College of Natural Resources, UC Berkeley

Heat waves renew interest in climate change

August 1, 2006

Dramatic natural phenomena such as huricanes and heat waves have renewed the mainstream media's interest in global warming, and several excellent articles have recently feature UC Berkeley climate change scientists.

Higher temperatures, rising ocean, loss of snowpack forecast for state
California will become significantly hotter and drier by the end of the century, causing severe air pollution, a drop in the water supply, the melting of 90 percent of the Sierra snowpack and up to six times more heat-related deaths in major urban centers, according to a sweeping study compiled with help from respected scientists around the country.
Read the full report discussed in this article.

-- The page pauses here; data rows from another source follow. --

PR #1881, opened 2021-12-13
Fix various bugs reported by sonarcloud

jorgensd:
Various fixes reported by sonarcloud: https://sonarcloud.io/project/issues?id=FEniCS_dolfinx&resolved=false&types=BUG

Removes two tests that have been skipped for a long time, and that I do not think is going to ever get fixed.


cpp/dolfinx/generation/RectangleMesh.cpp
```diff
@@ -197,9 +197,7 @@ mesh::Mesh build_tri(MPI_Comm comm,
 
           switch (diagonal)
           {
-          case DiagonalType::right_left:
-            local_diagonal = DiagonalType::right;
-            break;
+          case DiagonalType::right_left:
```
garth-wells, line 200: This bit of code is confusing.

jorgensd: We could use an if (x==a or x==b) instead of a switch ?

garth-wells: I think that would be better in this case. The present looks like a bug to me, even if it isn't.

cpp/dolfinx/generation/RectangleMesh.cpp
```diff
@@ -195,15 +195,9 @@ mesh::Mesh build_tri(MPI_Comm comm,
                                 xt::all());
           _cell.assign(c);
 
-          switch (diagonal)
-          {
-          case DiagonalType::right_left: 
-          case DiagonalType::left_right:
+          if (diagonal == DiagonalType::right_left
+              or diagonal == DiagonalType::left_right)
             local_diagonal = DiagonalType::right;
```
garth-wells, line 200: We use curly braces for multiline conditionals.

garth-wells (approved):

Recent heat wave: A clue to global warming?
"The current heat waves throughout much of North America and Europe are consistent with the predictions of our global climate models," said physicist John Harte, a professor and researcher in UC Berkeley's Energy and Resources Group and the Ecosystem Sciences Division. "In the future, we can expect more intense, more long-lasting, and more frequent heat waves as a consequence of global warming..."

Heat waves to rise in number, intensity
"I think you cannot attribute a single heat wave to global warming," said climate scientist Inez Fung, director of UC Berkeley's Center for Atmospheric Sciences. "But in the future there will be more of these heat waves because of global warming."